Among his indications for the use of clitoridectomy, Isaac Baker Brown also included epilepsy, catalepsy (“a trance-like state with loss of voluntary movement and lack of reaction to stimuli”), painful menses, heavy menses, depression, insanity, hysteria and dementia (“psychic impairment of organic or functional origin”). Long after his death in 1873, clitoridectomy continued and took on a more terrifying dimension. In 1882, Zambaco of Paris, a popular physician, used cauterization without anesthesia to burn the clitoris of two girls, ages 10 and 6, caught masturbating. He used red-hot iron from the coals repeatedly on the clitoris and once on the buttocks as punishment. Clitoridectomy may have ceased to be popular in modern medical practice, but the female circumcision or female genital mutilation currently being performed in Africa and other parts of the world is clitoridectomy with surrogate names.

It was a widespread condemnation of normal female sexuality not only in the medical profession but also among the people and other professions, literary works, theaters, and pulpits. In the 19th century, hardly a novel or opera would end without the death of the woman who played the role of the sexual offence. “In medieval times, people feared three things: the devil, the Jews, and women. Female sexuality was a particular source of anxiety for men, an anxiety that continued into the early 20th century,” says John Studd.

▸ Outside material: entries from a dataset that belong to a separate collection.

PR #7584, opened 2025-04-12
add OptimalSteps

bebebe666:
Hello, this is the implementation of the method [OptimalSteps](https://github.com/bebebe666/OptimalSteps), which can accelerate diffusion model sampling significantly, almost without quality loss. The added node "OptimalStepsScheduler" supports the acceleration for text-to-image model FLUX and text-to-video model Wan. Here, we give a demo result of FLUX model with 10 sampling steps:
pr
Here are the example workflows with OptimalSteps for [FLUX-workflow](https://github.com/user-attachments/files/19720395/Flux-Dev-ComfyUI-Workflow.json)  and [Wan-workflow](https://github.com/user-attachments/files/19720398/text_to_video_wan.json).
For more information and results, please visit our [repo](https://github.com/bebebe666/OptimalSteps) and [paper](https://arxiv.org/abs/2503.21774).

### DIFF
--- a/comfy_extras/nodes_optimalsteps.py
+++ b/comfy_extras/nodes_optimalsteps.py
@@ -1,0 +1,56 @@
+# from https://github.com/bebebe666/OptimalSteps
+
+
+import numpy as np
+import torch
+
+def loglinear_interp(t_steps, num_steps):
+    """
+    Performs log-linear interpolation of a given array of decreasing numbers.
+    """
+    xs = np.linspace(0, 1, len(t_steps))
+    ys = np.log(t_steps[::-1])
+
+    new_xs = np.linspace(0, 1, num_steps)
+    new_ys = np.interp(new_xs, xs, ys)
+
+    interped_ys = np.exp(new_ys)[::-1].copy()
+    return interped_ys
+
+
+NOISE_LEVELS = {"FLUX": [0.9968, 0.9886, 0.9819, 0.975, 0.966, 0.9471, 0.9158, 0.8287, 0.5512, 0.2808, 0.001],
+"Wan":[1.0, 0.997, 0.995, 0.993, 0.991, 0.989, 0.987, 0.985, 0.98, 0.975, 0.973, 0.968, 0.96, 0.946, 0.927, 0.902, 0.864, 0.776, 0.539, 0.208, 0.001],
+}
+
+class OptimalStepsScheduler:
+    @classmethod
+    def INPUT_TYPES(s):
+        return {"required":
+                    {"model_type": (["FLUX", "Wan"], ),
+                     "steps": ("INT", {"default": 20, "min": 3, "max": 1000}),
+                     "denoise": ("FLOAT", {"default": 1.0, "min": 0.0, "max": 1.0, "step": 0.01}),
+                      }
+               }
+    RETURN_TYPES = ("SIGMAS",)
+    CATEGORY = "sampling/custom_sampling/schedulers"
+
+    FUNCTION = "get_sigmas"
+
+    def get_sigmas(self, model_type, steps, denoise):
+        total_steps = steps
+        if denoise < 1.0:
+            if denoise <= 0.0:
+                return (torch.FloatTensor([]),)
+            total_steps = round(steps * denoise)
+
+        sigmas = NOISE_LEVELS[model_type][:]
+        if (steps + 1) != len(sigmas):
+            sigmas = loglinear_interp(sigmas, steps + 1)
+
+        sigmas = sigmas[-(total_steps + 1):]
+        sigmas[-1] = 0
+        return (torch.FloatTensor(sigmas), )
+
+NODE_CLASS_MAPPINGS = {
+    "OptimalStepsScheduler": OptimalStepsScheduler,
+}
--- a/nodes.py
+++ b/nodes.py
@@ -2279,6 +2279,7 @@ def init_builtin_extra_nodes():
         "nodes_hunyuan3d.py",
         "nodes_primitive.py",
         "nodes_cfg.py",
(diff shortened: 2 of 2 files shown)


komikndr:
Hi, sorry, I have a few questions and would appreciate some clarification:

1. Does this work with Wan I2V models?
2. I downloaded your workflows and noticed that they use 20 steps with the Euler sampler. Is 20 steps in this setup equivalent to 40 steps in a non-OptimalSteps workflow? Also, can this workflow work with other samplers besides Euler?

3. Following up on point 2, I normally use 19 steps with UniPC in my non-OptimalSteps workflow. Logically, I tried reducing it to 10 steps with UniPC, but this resulted in blotchy artifacts, similar to what happens when the model doesn’t have enough steps.

4. So I tried using 20 steps as suggested in the example workflow, but it still takes the same time per iteration as my normal workflow, 73s/it, or 43s/it when using SageAttn2. 

Thanks for your time


My Specification
1. Windows 10, 22H2, 19045.5247
2. ComfyUI latest windows portable
3. Python 3.11.19
4. RTX 3090, 64GB RAM
6. Optimization, SageAttn2 qk_int8_pv_fp16_triton

EricBCoding:
Very cool. This method appears to work for SDXL too. I normally generate images in ~8 steps using DMD2, but I added the following noise schedule to the OptimalSteps node and am seeing great results in only 4-5 steps:

```
"SDXL": [12.1769, 9.9182, 7.0887, 4.5944, 2.2473, 0.9020, 0.2872, 0.0738, 0.0197, 0.0020, 0.0]
```

These levels were adapted from the AYS scheduler. Not 100% sure on my math--maybe someone can suggest better values--but so far I'm impressed with the results. And for Flux, it's a total gamechanger. That model needs all the help it can get, as far as inference speed goes.

bebebe666:
Thank you for your interest and for reaching out here. Here are some clarifications:
1. So far, we don't support the Wan I2V and samplers like UniPC. 
2. The overhead of our 20 steps is equal to the non-OptimalSteps workflow 20 steps.
3. We recommend using the default model in our workflow; the optimalsteps always be different for different models. 


Although the default workflow is the one we recommend, feel free to try other combinations to find interesting things!

Finally, We are glad our research was able to help or even bring a little excitement to you! Feel free to contact me for any problems or something we can help!

anduvo:
hi there, very excited about this!
I got your sample flow, it works with the prompt of the sports woman but when I change to another prompt that generates more details, I get a very pixelated image.
It seems its very good when there are gradient of colors but not good with fine details. Is it like this ? or am I doing something wrong? please advise.

test1

prompt used:
A rugged off-road vehicle navigates through a perilous jungle path carved along the edge of a towering limestone cliff. Massive tree roots intertwine with ancient stone, creating natural archways draped with vibrant emerald vines and flowering orchids. Dappled sunlight filters through the dense canopy above, creating dramatic shafts of golden light that illuminate suspended particles of mist and pollen. The cliff face plunges dramatically hundreds of feet to a valley floor blanketed in layers of verdant rainforest, where a serpentine river cuts through like a silver ribbon. The car's metallic surface catches and reflects fragments of the surrounding jungle colors, enhancing its integration with the wild environment. Droplets of condensation cling to the vehicle's exterior, suggesting the intense humidity of the tropical climate. The composition balances tension between the engineered precision of the vehicle and the chaotic vitality of untamed nature, shot from a dynamic perspective that emphasizes the precarious position between vertical rock and infinite drop. Hyperrealistic rendering with atmospheric perspective creates depth through layers of misty jungle receding into the distance. Photographic techniques include selective focus with shallow depth of field, cinematic color grading with rich greens and earthy browns, and high dynamic range lighting that captures both shadow detail and highlight brilliance.

prezofpizza:
Sorry if this is a silly question, I can't seem to use the scheduler.

I've updated comfyUI, interface and all. Any input is appreciated, thanks!

RTX4090 - Pytorch 12.8.

prezofpizza:
Switched to ComfyUI Nightly and it works. Cheers!

bebebe666:
> hi there, very excited about this! I got your sample flow, it works with the prompt of the sports woman but when I change to another prompt that generates more details, I get a very pixelated image. It seems its very good when there are gradient of colors but not good with fine details. Is it like this ? or am I doing something wrong? please advise.

Hello, thank you for your interest and testing! We tested our OptimalSteps on your prompt doesn't have an exciting result.   But it is at least comparable with the no-OptimalSteps 10 steps, so you can always have a try before adding more resources.  Thank you again for providing this valuable prompt for us, this is helpful for our further research.

Foul-Tarnished:
Any idea if this work with HiDream-I1 ?
Or LTXV 0.9.6 ?

EricBCoding:
@Foul-Tarnished I tested OptimalSteps with LTXV 0.9.6 Distilled yesterday - the WAN preset works great, even down to 4-5 steps sometimes.

lastword1992:
> Very cool. This method appears to work for SDXL too. I normally generate images in ~8 steps using DMD2, but I added the following noise schedule to the OptimalSteps node and am seeing great results in only 4-5 steps:
> 
> ```
> "SDXL": [12.1769, 9.9182, 7.0887, 4.5944, 2.2473, 0.9020, 0.2872, 0.0738, 0.0197, 0.0020, 0.0]
> ```
> 
> Pairs well with the LCM or Euler A samplers.
> 
> These levels were adapted from the AYS scheduler. Not 100% sure on my math--maybe someone can suggest better values--but so far I'm impressed with the results. And for Flux, it's a total gamechanger. That model needs all the help it can get, as far as inference speed goes.

can you please share the workflow for sdxl? i couldn't make it to work. sorry i'm new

Shortly after the beginning of the 20th century, female sexuality began to see better days. People were more enlightened and began to see things in a better light, including female sexuality. Trauma from the immediate and remote past had resulted in a drastic decrease in female sexual desire or libido and an inappropriate sexual response. This was identified as a real disorder, as opposed to the pseudo-disorder of Isaac Brown and Charles Brown-Séquard of the 19th century. Loss of libido and inadequate sexual response have been identified as Female Sexual Disorder (FSD) or Hypoactive Sexual Desire Disorder (HSDD), conditions that must be treated by competent sexual counselors or with hormones in the form of estrogen and testosterone. Today there are various brands of sexual pills and creams to enhance or repair the loss of libido and low sexual response in women.

Not only this. Not long ago sexual topics were taboo, not to be discussed in private or in public. Women had to quietly support their men suffering from erectile dysfunction that couldn’t be talked about anywhere until the blue pills came along. Today, sexual issues are discussed on radio and television or in public meetings. Women are now free to express how they feel sexually. And in case of any problem, there is safe and civilized help anywhere at any time.